I shrugged and put the vamp-killer and the PsyLED badge on the floor, out of the way, then stepped into position, my foot touching Eli’s to keep him in my time bubble, my body and hands almost touching the stranger. Eli positioned his hands just above and beneath the killer’s gun hand. “Now,” I said to my partner. Eli moved his foot. Instantly I was alone in the Gray Between. My head spun and spiked with pain. I took a breath to keep from throwing up and blew it out. And dropped the Gray Between. Drew on Beast speed.
The overlapping gunshots sounded, blasting the silence away as I seized the lustrous, slick black hair instead of the back of his neck. Reached between his legs and seized his testicles in a crushing grip. Lifted high, as I pulled his head down low to my right side. And slammed him inside the house and into the foyer floor. Not a textbook move but good enough. All in one faster-than-human motion.
The house shook. The man made a breathless, squealing, squeaking sound. Eli was standing over him, holding the attacker’s weapon and his own, both pointing at the man. Maybe a whole second had passed. He lay on the floor, his hands between his legs. Squeaking still. His golden-skinned face pale as death. His eyes rolled up.
“I will not”—I hesitated—“nuwhtohiyada gotlvdi. I don’t make peace with assassins.” I kicked his foot out of the way and closed the door on the startled cries of the onlookers and the winter air. Winter in New Orleans meant the high sixties, but still. It was the ecologically appropriate thing to do.
“I missed it. What happened?” Eli’s younger brother, Alex, asked, running in from the living room. He hadn’t answered the door. Probably playing some kind of video game and couldn’t be bothered.
“Jane happened,” Eli said, his dark skin picking up the lights through the layers of stained glass and bulletproof glass.
The man on the floor groaned. Eli patted him down and removed a weapon from a leather ankle holster. From a small pocket built in the holster, he also pulled a tooth and held it out to me. The canine tooth was curved and sharp, nearly two inches in length. A big-cat tooth, longer and slightly more narrow at the root end than a Puma concolor tooth, though curved, like all Western Hemisphere big-cats. Whatever species, it was additional evidence that the man was a skinwalker. He carried the genetic material of his favorite animal to shift into in case of injury or near death. He might feel like he was dying, but he’d live. I curled my fist around the tooth. Ignored the bass drum pounding and the ice picks stabbing inside my head. Ignored the desire to hurl my cookies.

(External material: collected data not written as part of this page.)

PR #3299, opened 2026-06-24
Separate cookie signing key from app API secret

byrichardpowell:
## Summary

Sign OAuth state and session cookies with a key derived from the app API secret rather than the API secret itself. This prevents signed cookie HMACs from being reused as valid Shopify webhook HMACs.

Also increases OAuth state nonce entropy from 15 decimal digits to 32 random bytes (64 hex chars).

Token-exchange-only flows that do not use signed OAuth/session cookies are unaffected.

## Why

Previously, OAuth state and session cookies were signed as:

```
sig = HMAC_SHA256(apiSecretKey, value)
```

Shopify webhook HMACs are also:

```
X-Shopify-Hmac-Sha256 = HMAC_SHA256(apiSecretKey, rawWebhookBody)
```

Same key, same algorithm, same encoding. An attacker who triggered OAuth begin could obtain a `(state, state.sig)` pair and replay `state.sig` as a valid webhook HMAC with `rawBody == state`, allowing forged webhooks (e.g. `APP_UNINSTALLED`) to be accepted.

## What changed

- `runtime/crypto/utils.ts` — new `deriveSHA256HMACKey(secret, info)` using HKDF-SHA256; `createSHA256HMAC` now accepts derived key material.
- `runtime/http/cookies.ts` — signs cookies with a key derived using `info = "shopify-app-js/cookie-signing/v1"`; signature comparison uses a constant-time compare.
- `lib/auth/oauth/nonce.ts` — nonce is now 32 random bytes encoded as 64 hex chars.
- Tests:
  - New regression in `lib/webhooks/__tests__/validate.test.ts` — replaying a cookie signature as a webhook HMAC is rejected.
  - New Express integration regression in `__tests__/integration/oauth.test.ts` — forged `APP_UNINSTALLED` using captured OAuth state + signature is rejected and app installation is preserved.
  - Tests that hand-constructed legacy cookie signatures updated to use the real cookie signer.

## Compatibility

Existing signed OAuth state / session cookies minted before this change will no longer verify after deploy. Users in the middle of OAuth at deploy time may need to retry; users with stale session cookies will be re-authed by the normal flow.

## Validation

- `pnpm --filter @shopify/shopify-api lint` ✅
- `pnpm --filter @shopify/shopify-api tsc --noEmit` ✅
- `pnpm --filter @shopify/shopify-api test` — 612/612 ✅
- `@shopify/shopify-api` runtime tests (http/cookies/crypto) — 24/24 ✅
- `pnpm --filter @shopify/shopify-api build` ✅
- `pnpm --filter @shopify/shopify-app-express lint` ✅
- `pnpm --filter @shopify/shopify-app-express tsc --noEmit` ✅
- `pnpm --filter @shopify/shopify-app-express test` — 85/85 ✅


packages/apps/shopify-api/lib/auth/oauth/nonce.ts
```diff
@@ -1,15 +1,9 @@
...
-  const bytes = crypto.getRandomValues(new Uint8Array(length));
-
-  const nonce = bytes
-    .map((byte: number) => {
-      return byte % 10;
-    })
-    .join('');
-
-  return nonce;
+  return Array.from(bytes, (byte) => byte.toString(16).padStart(2, '0')).join(
```
craigmichaelmartin: Could use `asHex` function which already exists from `runtime/crypto/utils.ts`

packages/apps/shopify-api/runtime/crypto/utils.ts
```diff
@@ -34,6 +43,31 @@ export async function createSHA256HMAC(
...
+    'HKDF',
+    false,
+    ['deriveBits'],
+  );
+
+  return cryptoLib.subtle.deriveBits(
+    {
+      name: 'HKDF',
+      hash: 'SHA-256',
+      salt: new Uint8Array(0),
```
craigmichaelmartin, line 63: This is fine, but if we wanted to be :chef-kiss: we could use `apiKey` (stable, non-secret identifier) as the salt

craigmichaelmartin (approved):
Looks good!

packages/apps/shopify-api/lib/auth/oauth/nonce.ts
byrichardpowell: Good catch, applied in 44dc59e.

packages/apps/shopify-api/runtime/crypto/utils.ts
byrichardpowell: Thanks for the suggestion. Going to leave the salt empty here:

- HKDF spec treats the salt as a non-secret value used to strengthen the extract step when the IKM has weak/uneven entropy. Our IKM (`apiSecretKey`) is already high-entropy random material, which is the case where an empty salt is explicitly fine.
- Domain separation between contexts is what `info` is for, and we already pass `shopify-app-js/cookie-signing/v1` there.
- `apiKey` adds no entropy (it's a stable public identifier), and using it would mean plumbing `apiKey` through `Cookies` and every call site for marginal benefit in our threat model.

Happy to revisit if you feel strongly!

Alex brought up kitchen chairs. We all three sat in a small ring around the downed man and watched, as if he was a one-man play. Alex passed around ice-cold bottled Cokes—my favorite way to drink Coke now—and a bag of potato chips. I smothered a laugh at the picture we must have made. I chewed, watching. The man’s color wasn’t getting any better. “How long does it take to get over a testicle twisting?”
“With your grip?” Eli asked casually. “Days?”
Alex made a sound that was mostly “gack” and crossed his legs, suddenly pale even despite his mixed-race heritage.
“Three minutes till he can breathe?” Eli guessed. He reached out and took my wrist, guesstimating my pulse, still saying nothing in front of the outsider about my headache and nausea.
“Better cuff him,” Alex advised. “As entertaining as this is, we got work to do.”
“True,” I said. “And I’m in my jammies.”
“You went to the door in your PJs? Shame on you,” Alex said.
“I know, right? I should comb my hair. Dress. Maybe even makeup. For company, you know.”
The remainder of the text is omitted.